§ **Entries supplied**:

=== Section Start ===

PR #2343, opened 2022-07-14
Optimize translations

OzancanKaratas:
Some quote marks have been removed and a few typos have been fixed.

### DIFF
--- a/res/values/strings.xml
+++ b/res/values/strings.xml
@@ -199,7 +199,7 @@
     <string name="menu_add_attachment">Add Attachment</string>
     <string name="menu_leave_group">Leave Group</string>
     <string name="menu_delete_chat">Delete Chat</string>
-    <string name="ask_delete_named_chat">Are you sure you want to delete chat named \"%1$s\"?</string>
+    <string name="ask_delete_named_chat">Are you sure you want to delete chat \"%1$s\"?</string>
     <string name="menu_delete_messages">Delete Messages</string>
     <string name="delete_contact">Delete Contact</string>
     <string name="menu_delete_location">Delete this Location?</string>
--- a/res/values/strings.xml
+++ b/res/values/strings.xml
@@ -620,7 +620,7 @@
     <string name="pref_auto_folder_moves">Move Automatically to DeltaChat Folder</string>
     <string name="pref_auto_folder_moves_explain">Chat conversations are moved to avoid cluttering the Inbox</string>
     <string name="pref_only_fetch_mvbox_title">Only Fetch from DeltaChat Folder</string>
-    <string name="pref_only_fetch_mvbox_explain">Ignores other folders. Requires your server to move chat messages to the DeltaChat folder.</string>
+    <string name="pref_only_fetch_mvbox_explain">Ignore other folders. Requires your server to move chat messages to the DeltaChat folder.</string>
     <string name="pref_show_emails">Show Classic E-Mails</string>
     <string name="pref_show_emails_no">No, chats only</string>
     <string name="pref_show_emails_accepted_contacts">For accepted contacts</string>
--- a/res/values/strings.xml
+++ b/res/values/strings.xml
@@ -706,7 +706,7 @@
 
 
     <!-- system messages -->
-    <string name="systemmsg_group_name_changed">Name of group %1$s changed as \"%2$s\".</string>
+    <string name="systemmsg_group_name_changed">Name of group \"%1$s\" changed as \"%2$s\".</string>
     <string name="systemmsg_group_image_changed">Group image changed.</string>
     <string name="systemmsg_group_image_deleted">Group image deleted.</string>
     <string name="systemmsg_member_added">Member %1$s added.</string>
--- a/res/values/strings.xml
+++ b/res/values/strings.xml
@@ -781,7 +781,7 @@
     <string name="qrshow_join_contact_hint">Scan to chat with %1$s</string>
     <string name="qrshow_join_contact_no_connection_toast">No internet connection, can\'t perform QR code setup.</string>
     <string name="qraccount_ask_create_and_login">Create new e-mail address on %1$s and log in there?</string>
-    <string name="qraccount_ask_create_and_login_another">Create new e-mail address on %1$s and log in there?\n\nYour existing account will not be deleted. Use the \"Switch account\" item to switch between your accounts.</string>
+    <string name="qraccount_ask_create_and_login_another">Create new e-mail address on %1$s and log in there?\n\nYour existing account will not be deleted. Use the \"Switch Account\" item to switch between your accounts.</string>
     <string name="qraccount_success_enter_name">Login successful—your e-mail address is %1$s\n\nIf you like, you can now enter a name and an profile image that will be displayed to people you write to.</string>
     <string name="qraccount_qr_code_cannot_be_used">The scanned QR code cannot be used to set up a new account.</string>
     <string name="qraccount_use_on_new_install">The scanned QR code is for setting up a new account. You can scan the QR code when setting up a new Delta Chat installation.</string>
--- a/res/values/strings.xml
+++ b/res/values/strings.xml
@@ -199,7 +199,7 @@
     <string name="menu_add_attachment">Add Attachment</string>
     <string name="menu_leave_group">Leave Group</string>
     <string name="menu_delete_chat">Delete Chat</string>
-    <string name="ask_delete_named_chat">Are you sure you want to delete chat with %1$s?</string>
+    <string name="ask_delete_named_chat">Are you sure you want to delete chat named \"%1$s\"?</string>
     <string name="menu_delete_messages">Delete Messages</string>
     <string name="delete_contact">Delete Contact</string>
     <string name="menu_delete_location">Delete this Location?</string>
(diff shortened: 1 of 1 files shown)


res/values/strings.xml
```diff
@@ -199,7 +199,7 @@
     <string name="menu_add_attachment">Add Attachment</string>
     <string name="menu_leave_group">Leave Group</string>
     <string name="menu_delete_chat">Delete Chat</string>
-    <string name="ask_delete_named_chat">Are you sure you want to delete \"%1$s\"?</string>
+    <string name="ask_delete_named_chat">Are you sure you want to delete chat with %1$s?</string>
```
r10s, line 202: this wording does not match when it is a groupname.

res/values/strings.xml
```diff
@@ -706,7 +706,7 @@
 
 
     <!-- system messages -->
-    <string name="systemmsg_group_name_changed">Group name changed from \"%1$s\" to \"%2$s\".</string>
+    <string name="systemmsg_group_name_changed">Name of group %1$s changed as \"%2$s\".</string>
```
r10s, line 709: i think, we should either leave the quotes or remove them; "changed as" does not look correct to me.

res/values/strings.xml
```diff
@@ -755,33 +755,33 @@
     <string name="qrscan_title">Scan QR Code</string>
     <string name="qrscan_hint">Hold your camera over the QR code.</string>
     <string name="qrscan_failed">QR code could not be decoded</string>
-    <string name="qrscan_ask_join_group">Do you want to join the group \"%1$s\"?</string>
+    <string name="qrscan_ask_join_group">Do you want to join the group %1$s?</string>
```
r10s, line 758: why remove the quotes here?

res/values/strings.xml
```diff
@@ -755,33 +755,33 @@
...
     <string name="qrscan_fingerprint_mismatch">The scanned fingerprint does not match the last seen for %1$s.</string>
     <string name="qrscan_no_addr_found">This QR code contains a fingerprint but no e-mail address.\n\nFor an out-of-band-verification, please establish an encrypted connection to the recipient first.</string>
     <string name="qrscan_contains_text">Scanned QR code text:\n\n%1$s</string>
     <string name="qrscan_contains_url">Scanned QR code URL:\n\n%1$s</string>
     <string name="qrscan_fingerprint_label">Fingerprint</string>
     <string name="withdraw_verifycontact_explain">This QR code can be scanned by others to contact you.\n\nYou can deactivate the QR code here and reactivate it by scanning it again.</string>
-    <string name="withdraw_verifygroup_explain">This QR code can be scanned by others to join the group \"%1$s\".\n\nYou can deactivate the QR code here and reactivate it by scanning it again.</string>
+    <string name="withdraw_verifygroup_explain">This QR code can be scanned by others to join the group %1$s.\n\nYou can deactivate the QR code here and reactivate it by scanning it again.</string>
```
r10s, line 765: why remove the quotes here?

res/values/strings.xml
```diff
@@ -755,33 +755,33 @@
...
     <string name="withdraw_qr_code">Deactivate QR Code</string>
     <!-- "could" in the meaning of "possible at some point in the past, but no longer possible today" -->
     <string name="revive_verifycontact_explain">This QR code could be scanned by others to contact you.\n\nThe QR code is not active on this device.</string>
     <!-- "could" in the meaning of "possible at some point in the past, but no longer possible today" -->
-    <string name="revive_verifygroup_explain">This QR code could be scanned by others to join the group \"%1$s\".\n\nThe QR code is not active on this device.</string>
+    <string name="revive_verifygroup_explain">This QR code could be scanned by others to join the group %1$s.\n\nThe QR code is not active on this device.</string>
```
r10s, line 770: why remove the quotes here?

res/values/strings.xml
```diff
@@ -755,33 +755,33 @@
...
     <string name="revive_qr_code">Activate QR Code</string>
     <string name="qrshow_title">QR Invite Code</string>
     <string name="qrshow_x_joining">%1$s joins.</string>
     <string name="qrshow_x_verified">%1$s verified.</string>
     <string name="qrshow_x_has_joined_group">%1$s joined the group.</string>
     <string name="qrshow_join_group_title">QR Invite Code</string>
     <!-- This text is shown inside the "QR code card" with very limited space; please formulate the text as short as possible therefore. The placeholder will be replaced by the group name, eg. "Scan to join group \"Testing group\"" -->
-    <string name="qrshow_join_group_hint">Scan to join group \"%1$s\"</string>
+    <string name="qrshow_join_group_hint">Scan to join group %1$s</string>
```
r10s, line 778: why remove the quotes here?

res/values/strings.xml
```diff
@@ -755,33 +755,33 @@
...
     <!-- This text is shown inside the "QR code card" with very limited space; please formulate the text as short as possible therefore. The placeholder will be replaced by name and address eg. "Scan to chat with Alice (alice@example.org)" -->
     <string name="qrshow_join_contact_hint">Scan to chat with %1$s</string>
     <string name="qrshow_join_contact_no_connection_toast">No internet connection, can\'t perform QR code setup.</string>
-    <string name="qraccount_ask_create_and_login">Create new e-mail address on \"%1$s\" and log in there?</string>
-    <string name="qraccount_ask_create_and_login_another">Create new e-mail address on \"%1$s\" and log in there?\n\nYour existing account will not be deleted. Use the \"Switch account\" item to switch between your accounts.</string>
+    <string name="qraccount_ask_create_and_login">Create new e-mail address on %1$s and log in there?</string>
+    <string name="qraccount_ask_create_and_login_another">Create new e-mail address on %1$s and log in there?\n\nYour existing account will not be deleted. Use the \"Switch Account\" item to switch between your accounts.</string>
```
r10s, line 784: why remove the quotes here?

res/values/strings.xml
r10s, line 202: this wording does not match when it is a groupname. why remove the quotes?

res/values/strings.xml
r10s, line 709: we should either leave the quotes or remove them; i think, the quotes make sense here. "changed as" does not look correct to me. also "Group name" sounds good to me.

r10s (commented):
thanks for the overview.

i commented some places wrt quotes.

for the rewording, reordering and case changes, not sure, cc @rosano 

in general, note that we usually want to start rewording discussions when there is sth. changed in an area; many things depend on opinion :)

res/values/strings.xml
OzancanKaratas: Words are not a placeholder. It does not require the use of quotation marks.

res/values/strings.xml
OzancanKaratas: Whether the variable here represents a group or individual, the deletion will only occur for one person. The person performing the deletion is chatting with the group or the person.

res/values/strings.xml
r10s: > Words are not a placeholder.

i do not really understand that.

using quotes or sth. like that for object names inserted to a sentence is a quite usual pattern. the quotes make clear what the name actually is, where it starts and where it ends. some advantages are recognizability and also tricking users with weird names is harder when there are quotes.

so, if we go for changing that, there must be very good reasons, i cannot see them :)

res/values/strings.xml
r10s: i do not think, the addition makes it clear that the chat is not deleted on other people's devices (i am also not sure if this additional information is needed). but make things worse for groups.

as said,  in general, we prefer rewordings only if there is concrete user feedback (by quite some users!) or if there is something reworked in that area.

res/values/strings.xml
OzancanKaratas: Could this cause a problem as variables only represent a name? I do not think so. When someone calls you by your name, they don't use quotation marks. You can think of it that way too.

res/values/strings.xml
rosano: @r10s Yes the old string is better. This feels a bit haphazard like many changes in this PR.

res/values/strings.xml
rosano: To make it clear whose copy is being deleted, I would suggest "delete your copy of *". This line could be an isolated PR as it might be useful to have it's own discussion.

rosano (commented):
Most of these changes ignore the (important) reasoning behind the quotation marks, and don't provide a strong argument for their removal.

We generally avoid making changes that will cause ripple effects / notifications in our translation system purely for minor cosmetic changes.

I would suggest the author to close this PR and open new ones for
- the case change on line 445, which should be changed, but not super urgent
- the line/discussion about communicating that only your copy is deleted, as we might need to clarify what the project intention is there.

r10s:
i'd also like to take this chance to thank @OzancanKaratas for the work on transifex and also on other prs wrt accessibility 🙏

there is also the idea to have a dedicated Delta Chat group for translations - and maybe alsofor accessible and/or blind people, however, it does not happen yet, maybe take this pr as a chance to evetually go for that.

OzancanKaratas:
@r10s, I am happy to contribute. I would like to say a few things. I have 7 years of experience in software localization. Some of the changes here have been replaced with strings that are easier for translators to understand. I think we should decide on strings one by one instead of closing this pull request. I've already made some of the changes you suggested. What do you think? Shall we reopen?

r10s:
in this pr, there are two strings left that fix upper/lowercase typos and are an improvement:

`tab_audio_empty_hint`, `qraccount_ask_create_and_login_another`

i created a pr for these fixes at: https://github.com/deltachat/deltachat-android/pull/2346 (i cannot reopen this one)

in general, for rewording discussions, please note that they're pretty time consuming and we cannot afford that always, resulting in pr laying around for months and everyone is frustrated :)

therefore, as said, we try to avoid that. typo fixes, of course are another thing.

rosano:
also easier to deal with tiny pull requests that are about one thing, rather than general 'optimizations/revisions' — see #2347 for example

=== Section End ===

§ **What to work on**:
A single number is required: the count of lines in the entries that include the word "OzancanKaratas".

§ **Answer for this exercise**:
6